The inclusion criteria for the study were: patients older than 18 years of age who received a functioning gracilis muscle flap for elbow flexion reconstruction following post-traumatic brachial plexus injury. Patients with failed free gracilis flap or having less than 12 months of postoperative follow-up at the time of evaluation were excluded. Results after secondary surgery (e.g., Steindler and distal retensioning of the gracilis muscle insertion) were discarded. Patients subjected to secondary surgeries were included considering only the results after free transfer from gracilis muscle, that is, before additional surgeries.

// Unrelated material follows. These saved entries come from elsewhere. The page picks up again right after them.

PR #839, opened 2023-09-22
ZCS-13311: shared items not visible for external users issue

sitaram-mulik-synacor:


sitaram-mulik-synacor:
Automation workflow - https://app.circleci.com/pipelines/github/ZimbraOS/zm-frontend-automation/1020/workflows/2b5a3d57-2f90-43ce-a65f-4cf5fba86476 
(Please refer zimbra10 only, the failing test cases are not releted to this code change and present in the master branch as well)

miteshsavani810 (approved):

HimanshuSojitraSynacor (approved):

WebRoot/js/zimbraMail/mail/ZmMailApp.js
```diff
@@ -1657,7 +1657,8 @@ function(params, callback) {
 
     if (appCtxt.isExternalAccount()) {
         var loadCallback = this._handleLoadLaunch.bind(this, params, callback);
-	    AjxDispatcher.require(["MailCore", "Mail", "Startup2"], true, loadCallback, null, true);
+	    AjxDispatcher.require(["MailCore", "Mail"], true, loadCallback, null, true);
+	    AjxDispatcher.require("Startup2", false, loadCallback, null, true);
```
k-kato, line 1661: Is it okay to call them in different sync/async mode? The former is called with `async true` and the latter with `async false`. There might be a case that Startup2 is loaded faster than the others for some reason. Do they need to be loaded in the specific order; MailCore, Mail and then Startup2?

In addtion, if the issue depends on the order (or timing) of loading modules and other modules like calendar need to be loaded after the Startup2, does `async false` need to be specified on both so that MailCore, Mail and Startup2 are surely loaded here?

sitaram-mulik-synacor: Yes, in fact what I find out during debugging that the Startup2 should be loaded earlier because it has multiple utility functions which are being used during the page load. In case of regular user login scenario, it is being loaded synchronously. However for the external user it was being loaded asynchronously. And I didnt find any need of loading "MailCore" and "Mail" packages asynchronously because they are not needed during the page load. Hence I have kept them as it is.

k-kato: I understood. Thanks Sitaram.

k-kato (approved):

PR #842, opened 2023-10-06
ZBUG-3617: User with & in username is unable to login to webmail

sakshirawat0247:
**RCA**: Somewhere username is getting encoded when sending auth request, most probably the username which is being provided by the username is getting encoded using escapeXml and the trimmedUsername is used to validate the password rules which is also in an encoded form.
**Solution**: encoded form of trimmedUsername is stored in encodedUserName and the password is stored in encodedPwd 
 which is being used to validate the zimbraFeatureAllowUsernameInPassword rule. Removed the escapeXml of JSTL from the trimmedUsername. It will send the unencoded data to hit the API.

### DIFF
--- a/WebRoot/public/login.jsp
+++ b/WebRoot/public/login.jsp
@@ -52,12 +52,13 @@
                                                         || (ua.isOsAndroid)
                                                         || (ua.isIos))}"/>
 <c:set var="totpAuthRequired" value="false"/>
-<c:set var="trimmedUserName" value="${fn:trim(fn:escapeXml(param.username))}"/>
+<c:set var="trimmedUserName" value="${fn:trim(param.username)}"/>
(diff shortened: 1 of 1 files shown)


silentsakky (approved):

k-kato (approved):

miteshsavani810 (approved):

JayaG (approved):

silentsakky:
Please add automation for this change

sakshirawat0247:
> Please add automation for this change

for this feature test case have already been added C7769, C15983, C14868, C14815 earlier in https://github.com/Zimbra/zm-frontend-automation. I can execute these test case again and attach the snapshot of the same

silentsakky (approved):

Two patients were excluded due to loss of the transferred free muscle (2/95; 2%), one after venous thrombosis of the flap and one due to infection. Six other patients were excluded due to total postoperative follow-up of less than 12 months, totaling 87 patients included in the study.

Patients were divided into five groups according to the transferred nerve for activating the functional flap of the gracilis muscle: spinal accessory nerve (SAN), intercostal nerves (ICN), median nerve fascicle (MED), ulnar nerve fascicle (ULNAR) and phrenic nerve (PHR).

The final elbow flexion muscle strength was assessed using the British Medical Research Council (BMRC) scale8 (Table 1). Considering that a patient undergoing a free functional flap has no normal muscle strength, the authors classified the research subjects from M0 to M4, deeming a good result M3 or more.

Table 1
British Medical Research Council (BMRC) Scale.8

RESULTS

Of the 87 cases included in the analysis, 82 patients were male (94.2%) and 5 females (5.8%). The mean age was 30 years (ranging from 17 to 57 years). Of the 87 patients, 48 showed left laterality (55.1%) and 39 right laterality (44.9%). Regarding injury characteristics, 42 patients had partial injury (48.2%), 20 C5-6 injury (47%) and 22 C5-7 (53%), in addition to 45 presenting total injury (51.8%).

Evaluating trauma mechanisms, we found 75 motorcycle accidents (86%), five hit-and-run (5%), two car accidents (3%), two bicycle accidents (3%) and two physical aggressions (3%).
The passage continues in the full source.